There is also another way to compute marginal likelihood in PyMC3, using Sequential Monte Carlo sampler. You can find more information about it in the Documentation.
!Warning!: This can also take a while to sample.

#SMC related set up
from tempfile import mkdtemp
test_folder = mkdtemp(prefix='SMC_TEST')
n_steps = 20
n_chains = 1000

from pymc3.step_methods import smc
with pm.Model() as H0_:
    tau0 = pm.InverseGamma('tau', alpha, beta, transform=None)
    theta0 = pm.Normal('theta', 0, tt.sqrt(tau0), shape=n)
    obs0 = pm.Normal('y', theta0, np.sqrt(sigma2), observed=y)
    trace0_ = smc.sample_smc(n_steps=n_steps,
                               n_chains=n_chains,
                               progressbar=False,
                               homepath=test_folder,
                               stage=0)

with pm.Model() as H1_:
    mu1 = pm.Normal('mu', mu0, np.sqrt(tau20))
    tau1 = pm.InverseGamma('tau', alpha, beta, transform=None)
    theta1 = pm.Normal('theta', mu1, tt.sqrt(tau1), shape=n)
    obs1 = pm.Normal('y', theta1, np.sqrt(sigma2), observed=y)
    trace1_ = smc.sample_smc(n_steps=n_steps,
                             n_chains=n_chains,
                             progressbar=False,
                             homepath=test_folder,
                             stage=0)

print('SMC estimate of log marginal likelihood for H0 is: %.5f'
      %(np.log(H0_.marginal_likelihood)))
print('SMC estimate of log marginal likelihood for H1 is: %.5f'
      %(np.log(H1_.marginal_likelihood)))
SMC estimate of log marginal likelihood for H0 is: -15.20573
SMC estimate of log marginal likelihood for H1 is: -16.49513

BF01_ = H0_.marginal_likelihood / H1_.marginal_likelihood
print('The estimated Bayes factor in favor of Model_1 over Model_2 is equal to: %.5f'
      %(BF01_))
The estimated Bayes factor in favor of Model_1 over Model_2 is equal to: 3.63061

The estimated marginal likelihood is not the same as the one estimated using the Bridge sampling, and the Bayes factor is quite different as well.
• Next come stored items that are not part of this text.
PR #318643, opened 2026-05-27
Read cloud_session_storage_enabled from /copilot_internal/user instead of /v2/token

vijayupadya:
Moves the source of the `cloud_session_storage_enabled` policy flag from the Copilot `/v2/token` endpoint to the `/copilot_internal/user` (entitlements) endpoint, matching the server team's contract.


vijayupadya:
cc @joshspicer

dmitrivMS (approved):

PR #318667, opened 2026-05-28
fix: session rename no longer requires reload (#318442)

### LINKED ISSUE #318442: Renaming a session requires reload
Only seems to happen in VS Code editor window rather than Agents window:
- Right click a chat session in list, rename, set a new name, enter
- ❓ New name doesn't appear
- I have to reload VS Code for the new name to appear

katipally:
Fixes #318442

## Problem

Renaming a session in the Agents window required a window reload for the new name to appear. Two separate bugs caused this:

**Bug A — UI not updating (history sessions)**
`LocalAgentsSessionsController.refresh()` only detected *new* session items (checking `!this._items.has(resource)`). When a history session was renamed, the resource URI was already in `_items`, so `addedOrUpdated` stayed empty and `_onDidChangeChatSessionItems` never fired — the sidebar stayed stale.

**Bug B — Title not persisted**
`renameChat()` in `localChatSessionsProvider.ts` called `chatService.setSessionTitle()` (synchronous, in-memory only) instead of `chatService.setChatSessionTitle()` (async, writes to `_chatSessionStore`). On reload the old title came back because nothing was written to disk.

## Solution

- **Fix A (detection):** Change `refresh()` to use `existing.isEqual(item)` so updated items (changed label, status, etc.) are included in `addedOrUpdated`.
- **Fix A (notification):** Add `onDidChangeChatSessionTitle` event to `IChatService`. Fire it from `setChatSessionTitle()` for history sessions only (live sessions already propagate via `model.onDidChange → autorun`). Subscribe the controller to this event so it calls `refresh()` immediately.
- **Fix B:** Change `renameChat()` to `await chatService.setChatSessionTitle()` so the title is persisted to the session store.
- **Interface fix:** Correct `IChatService.setChatSessionTitle` return type from `void` to `Promise<void>` to match the implementation.

## Files changed

| File | Change |
|------|--------|
| `chatService.ts` | Added `onDidChangeChatSessionTitle` event; fixed return type |
| `chatServiceImpl.ts` | Added emitter; fires event after persisting title for history sessions |
| `localAgentSessionsController.ts` | Fixed `refresh()` update detection; added event listener |
| `localChatSessionsProvider.ts` | Bug B fix — use `setChatSessionTitle` instead of `setSessionTitle` |
| `mockChatService.ts` | Updated mock to match new interface |
| `copilotChatSessionsProvider.test.ts` | Updated inline stubs to async |


katipally:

I guess it is time to double check the marginal likelihood estimation in SMC.

References:

  • A tutorial on bridge sampling. arXiv preprint arXiv:1703.05984 (2017).
  • bridgesampling the R package
  • Meng, X.-L., & Wong, W. H. (1996). Simulating ratios of normalizing constants via a simple identity: A theoretical exploration. Statistica Sinica, 6, 831-860.